4. put your cursor where you want the photo to be
5. click on icon "insert image" in your menu, paste the above link and click OK

The message editor will insert (your) link to your photo between image tags and your photo should show once you use the "Preview Post" button to - preview:












Make changes if needed and "Submit Reply" once you're ready to publish your post.


Cheers,


----------



## AngryGiraffe (Sep 21, 2014)

A3-Owner said:


> Need to get up to the mountains with you again AG. I am going winterized too with the wheels/tires/height here in a bit with the cooler weather coming.


Yeah man! Unfortunately I am winterizing the car the weekend after the HPR track day. Unless it starts to snow in the mountains then I am going to do it as soon as I get back from the track. I will probably stop by the Prestigue Imports Oktoberfest this Saturday. Let me know if you plan on going and want to go for a drive before/after the car show.


----------



## adlerlaxking (Oct 28, 2013)

AngryGiraffe said:


> Yeah man! Unfortunately I am winterizing the car the weekend after the HPR track day. Unless it starts to snow in the mountains then I am going to do it as soon as I get back from the track. I will probably stop by the Prestigue Imports Oktoberfest this Saturday. Let me know if you plan on going and want to go for a drive before/after the car show.

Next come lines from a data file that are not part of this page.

PR #177, opened 2022-10-02
Add `mycielski` operator

mcognetta:
This adds the `Mycielski` operator ([wiki](https://en.wikipedia.org/wiki/Mycielskian)), a unary graph operator that increases the chromatic number of a graph by 1.

This can be found in other graph libraries: [NetworkX](https://networkx.org/documentation/stable/reference/generated/networkx.generators.mycielski.mycielskian.html#networkx.generators.mycielski.mycielskian), [SageMath](https://doc.sagemath.org/html/en/reference/graphs/sage/graphs/graph_generators.html#sage.graphs.graph_generators.GraphGenerators.MycielskiGraph). 

I wasn't sure if it was best to put it here or in the generators module (which is how it is implemented in NetworkX/SageMath). Happy to move it if necessary.

### DIFF
--- a/src/operators.jl
+++ b/src/operators.jl
@@ -851,3 +851,76 @@ function merge_vertices!(g::Graph{T}, vs::Vector{U} where U <: Integer) where T
 
     return new_vertex_ids
 end
+
+"""
+    mycielski(g)
+
+Returns a graph after applying the Mycielski operator to the input. The Mycielski operator
+returns a new graph with `2n+1` vertices and `3e+n` edges and will increase the chromatic
+number of the graph by 1.
+
+The Mycielski operation can be repeated by using the `iterations` kwarg. Each time, it will
+apply the operator to the previous iterations graph.
+
+For each vertex in the original graph, that vertex and a copy of it is added to the new graph.
+Then, for each edge `(x, y)` in the original graph, the edges `(x, y)`, `(x', y)`, and `(x, y')`
+are added to the new graph, where `x'` and `y'` are the "copies" of `x` and `y`, respectively.
+In otherwords, the original graph is present as a subgraph, and each vertex in the original graph
+is connected to all of it's neighbors' copies. Finally, one last vertex `w` is added to the graph
+and an edge connecting each copy vertex `x'` to `w` is added.
+
+See [Mycielskian](https://en.wikipedia.org/wiki/Mycielskian) for more information.
+
+# Examples
+```jldoctest
+julia> c = CycleGraph(5)
+{5, 5} undirected simple Int64 graph
+
+julia> m = Graphs.mycielski(c)
+{11, 20} undirected simple Int64 graph
+
+julia> collect(edges(m))
+20-element Vector{Graphs.SimpleGraphs.SimpleEdge{Int64}}:
+ Edge 1 => 2
+ Edge 1 => 5
+ Edge 1 => 7
+ Edge 1 => 10
+ Edge 2 => 3
+ Edge 2 => 6
+ Edge 2 => 8
+ Edge 3 => 4
+ Edge 3 => 7
+ Edge 3 => 9
+ Edge 4 => 5
+ Edge 4 => 8
+ Edge 4 => 10
+ Edge 5 => 6
+ Edge 5 => 9
+ Edge 6 => 11
+ Edge 7 => 11
+ Edge 8 => 11
+ Edge 9 => 11
+ Edge 10 => 11
+```
+"""
+@traitfn function mycielski(g::AbstractGraph::(!IsDirected); iterations = 1)
+    ref = g
+    out = deepcopy(g)
+    for _ in 1:iterations
+        N = nv(g)
+        add_vertices!(out, N + 1)
+        w = nv(out)
+        for e in collect(edges(g))
+            x, y = Tuple(e)
+            add_edge!(out, x, y)
+            add_edge!(out, x, y+N)
+            add_edge!(out, x+N, y)
+        end
+
+        for v in 1:N
+            add_edge!(out, v+N, w)
+        end
+        g = out
+    end
+    return out
+end
--- a/test/operators.jl
+++ b/test/operators.jl
@@ -320,4 +320,20 @@
     @testset "Length: $g" for g in testgraphs(SimpleGraph(100))
         @test length(g) == 10000
     end
+
+
+    @testset "Mycielski Operator" begin
+        g = complete_graph(2)
+
+        m = mycielski(g; iterations = 8)
+        @test nv(m) == 767
+        @test ne(m) == 22196
+
+        # check that mycielski preserves triangle-freeness
+        g = complete_bipartite_graph(10, 5)
+        m = mycielski(g)
+        @test nv(m) == 2*15 + 1
+        @test ne(m) == 3*50 + 15
+        @test all(iszero, triangles(m))
+    end
 end
--- a/src/Graphs.jl
+++ b/src/Graphs.jl
@@ -55,6 +55,7 @@ complement, reverse, reverse!, blockdiag, union, intersect,
 difference, symmetric_difference,
 join, tensor_product, cartesian_product, crosspath,
 induced_subgraph, egonet, merge_vertices!, merge_vertices,
+mycielski,
 
 # bfs
 gdistances, gdistances!, bfs_tree, bfs_parents, has_path,


src/operators.jl
```diff
@@ -851,3 +851,76 @@ function merge_vertices!(g::Graph{T}, vs::Vector{U} where U <: Integer) where T
...
+ Edge 5 => 9
+ Edge 6 => 11
+ Edge 7 => 11
+ Edge 8 => 11
+ Edge 9 => 11
+ Edge 10 => 11
+```
+"""
+@traitfn function mycielski(g::AbstractGraph::(!IsDirected); iterations = 1)
+    ref = g
```
aurorarossi, line 907: `ref` is not used in the code except in this line.

src/operators.jl
```diff
@@ -851,3 +851,76 @@ function merge_vertices!(g::Graph{T}, vs::Vector{U} where U <: Integer) where T
...
+    out = deepcopy(g)
```
aurorarossi, line 908: I think that `deepcopy(g)` could slow down and uses a lot of memory especially for big graphs.

src/operators.jl
```diff
@@ -851,3 +851,76 @@ function merge_vertices!(g::Graph{T}, vs::Vector{U} where U <: Integer) where T
...
+    for _ in 1:iterations
+        N = nv(g)
+        add_vertices!(out, N + 1)
+        w = nv(out)
+        for e in collect(edges(g))
+            x, y = Tuple(e)
+            add_edge!(out, x, y)
```
aurorarossi, line 915: This line is useless since these edges have already been copied with the deepcopy.

aurorarossi (commented):
Hello! I'm not a maintainer, I'm just contributing. I wrote some suggestions and comments.

src/operators.jl
```diff
@@ -851,3 +851,76 @@ function merge_vertices!(g::Graph{T}, vs::Vector{U} where U <: Integer) where T
...
+            add_edge!(out, x, y+N)
+            add_edge!(out, x+N, y)
+        end
+
+        for v in 1:N
+            add_edge!(out, v+N, w)
+        end
+        g = out
+    end
+    return out
```
aurorarossi, line 925: I suggest something as the following:
```suggestion
    for _ in 1:iterations
        N = nv(g)
        previous_edges= collect(edges(g))
        add_vertices!(g, N + 1)
        w = nv(g)
        for e in previous_edges
            x=e.src
            y=e.dst
            add_edge!(g, x, y+N)
            add_edge!(g, x+N, y)
        end
        for v in 1:N
            add_edge!(g, v+N, w)
        end
    end
    return g
```

src/operators.jl
mcognetta: Removed, thanks.

src/operators.jl
mcognetta: These operators are not supposed to mutate the input right? I see some have `!` variants, but not all. Perhaps there should be a `mycielski!` and `mycielski(g; iterations) = mycielski!(deepcopy(g); iterations=iterations)` method. WDYT?

So this operator will make at least a 2x larger graph so at least a deep copy's worth of data has to be initialized, and the deep copy allows us to build it in place (in the event of `iterations > 1`, and some other operators also use deep copy. Maybe a shallow copy is ok, but I am not quite sure of the graph internals.

src/operators.jl
mcognetta: Yep, thanks.

src/operators.jl
mcognetta: I used some of these suggestions, but I kept the deep copy as we don't want to mutate the input graph (see above comment).

mcognetta:
@aurorarossi thanks for the comments!

src/operators.jl
aurorarossi: Yes I agree with you. I was only thinking about the case in which we can mutate the input.

src/operators.jl
```diff
@@ -851,3 +851,74 @@ function merge_vertices!(g::Graph{T}, vs::Vector{U} where U <: Integer) where T
...
+ Edge 5 => 6
+ Edge 5 => 9
+ Edge 6 => 11
+ Edge 7 => 11
+ Edge 8 => 11
+ Edge 9 => 11
+ Edge 10 => 11
+```
+"""
+@traitfn function mycielski(g::AbstractGraph::(!IsDirected); iterations = 1)
```
simonschoelly, line 906:
```suggestion
@traitfn function mycielski(g::SimpleGraph; iterations::Int = 1)
```
The problem we have at the moment, that for graphs where we have some kind of edge weights/data, it is not clear what we mean by adding an edge. This is definitely something we should sort out in the future, but in the meantime I would suggest to restrict this function to `SimpleGraph`s.

Also, would suggest to restrict the type of iterations to  to `Int` or `Integer`.

src/operators.jl
simonschoelly: I would also support having both `mycielski!` and `mycielski`. We currently have something similar for `transitiveclosure` and `transitiveclosure!` at the moment.

src/operators.jl
```diff
@@ -851,3 +851,74 @@ function merge_vertices!(g::Graph{T}, vs::Vector{U} where U <: Integer) where T
...
+    out = deepcopy(g)
+    for _ in 1:iterations
```
simonschoelly, line 908:
```suggestion
    for _ in Base.OneTo(iterations)
```
To be honest though, I am not sure if that makes a big difference for the case where `iterations` is not of type `Int`.

src/operators.jl
```diff
@@ -851,3 +851,74 @@ function merge_vertices!(g::Graph{T}, vs::Vector{U} where U <: Integer) where T
 
     return new_vertex_ids
 end
+
+"""
+    mycielski(g)
+
+Returns a graph after applying the Mycielski operator to the input. The Mycielski operator
+returns a new graph with `2n+1` vertices and `3e+n` edges and will increase the chromatic
```
simonschoelly, line 859: I think using the symbol `e` for the number of edges is a bit unusual, when we use `n` for the number of vertices at the same time. Maybe there is  a better way?

src/operators.jl
```diff
@@ -851,3 +851,74 @@ function merge_vertices!(g::Graph{T}, vs::Vector{U} where U <: Integer) where T
...
+number of the graph by 1.
+
+The Mycielski operation can be repeated by using the `iterations` kwarg. Each time, it will
+apply the operator to the previous iterations graph.
+
+For each vertex in the original graph, that vertex and a copy of it are added to the new graph.
+Then, for each edge `(x, y)` in the original graph, the edges `(x, y)`, `(x', y)`, and `(x, y')`
```
simonschoelly, line 866: I think, the usual convention for variables that represent vertices are the symbols `u`, `v` and `w` or `s` and `t` if we talk about some path finding algorithm.

src/operators.jl
```diff
@@ -851,3 +851,74 @@ function merge_vertices!(g::Graph{T}, vs::Vector{U} where U <: Integer) where T
...
+and an edge connecting each copy vertex `x'` to `w` is added.
+
+See [Mycielskian](https://en.wikipedia.org/wiki/Mycielskian) for more information.
+
+# Examples
+```jldoctest
+julia> c = CycleGraph(5)
+{5, 5} undirected simple Int64 graph
+
+julia> m = Graphs.mycielski(c)
```
simonschoelly, line 879:
```suggestion
julia> gm = Graphs.mycielski(g)
```

We usually use `m` to represent some kind of number such as the number of vertices or the number of edges and use symbols such as `g` and `h` for graphs.

src/operators.jl
```diff
@@ -851,3 +851,74 @@ function merge_vertices!(g::Graph{T}, vs::Vector{U} where U <: Integer) where T
...
+ Edge 8 => 11
+ Edge 9 => 11
+ Edge 10 => 11
+```
+"""
+@traitfn function mycielski(g::AbstractGraph::(!IsDirected); iterations = 1)
+    out = deepcopy(g)
+    for _ in 1:iterations
+        N = nv(out)
+        add_vertices!(out, N + 1)
```
simonschoelly, line 910: This might fail, if the graph `eltype` does not support adding that many vertices. This might be especially bad, if we also create a mutating `mycielski!` function, as then this function might fail and leave `g` in some in-between state. So we probably should check at the start of the function if we have enough capacity to add that many vertices.

For the non-mutating `mycielski` function, we might also allow one to provide another larger `eltype` as an optional argument, such that we can retu

src/operators.jl
```diff
@@ -851,3 +851,74 @@ function merge_vertices!(g::Graph{T}, vs::Vector{U} where U <: Integer) where T
...
+        w = nv(out)
+        for e in collect(edges(out))
```
simonschoelly, line 912: Here we allocate an new vector for all edges, this would need quite a lot of space. Of course it is not possible to just iterate over the edges without collecting them, but maybe we can iterate of the first `N` vertices and allocate just a vector of  the outneighbors of each vertex?

test/operators.jl
```diff
@@ -320,4 +320,28 @@
...
+        g = complete_bipartite_graph(10, 5)
+        m = mycielski(g)
+        @test nv(m) == 2*15 + 1
+        @test ne(m) == 3*50 + 15
+        @test all(iszero, triangles(m))
+
+        # ensure it is not done in-place
+        @test nv(g) == 15
+        @test ne(g) == 50
+    end
```
simonschoelly, line 346: These tests are good, but I think we need to cover some additional test cases such as:
- tests for graphs with self-loops
- tests for graphs with zero vertices
- tests for graphs with isolated vertices
- tests for graphs with different eltypes - the `testgraphs` utility function can help here

simonschoelly:
This is an interesting operator, I added a few suggestions.

Krastanov:
This has stalled and needs the original author to address the reviews.

@mcognetta , if you have the time, your contribution would certainly be very much appreciated! For the moment I will mark this as a draft in order to have easier time organizing and sorting my review queue.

AG!! I haven't been on the forums in a hot moment, but I'm back! Hopefully I'll see you around town and snap some pics or something! :thumbup:


----------



## AngryGiraffe (Sep 21, 2014)

Planned on going up to the mountains and playing in the snow today, but this morning I woke up to a dead battery. Jumped the car and brought it to work so I could swap out the battery. I got a group 48 from Napa. It came with a 36 month warranty and they delivered to the shop so I didn't have to bring them the core. While I was there I installed my DeAutoLED rear brake, rear fog, and rear directional bulbs. Damn! They are super bright and clean looking. With regular amber bulbs the turn signals always just looked red. Now they look yellow. The bulbs shine through the red plastic.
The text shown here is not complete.